## [Information shown]
╭──
PR #369, opened 2021-08-06
Pierce crit rework

parkscs:
- Updated the pierce crit table, added damage bonuses for special crit attacks and removed weapon dislodging.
╰──
## [Directions]
In the listing, return each line containing the string "crit".

## [Answer space]
Pierce crit rework
- Updated the pierce crit table, added damage bonuses for special crit attacks and removed weapon dislodging.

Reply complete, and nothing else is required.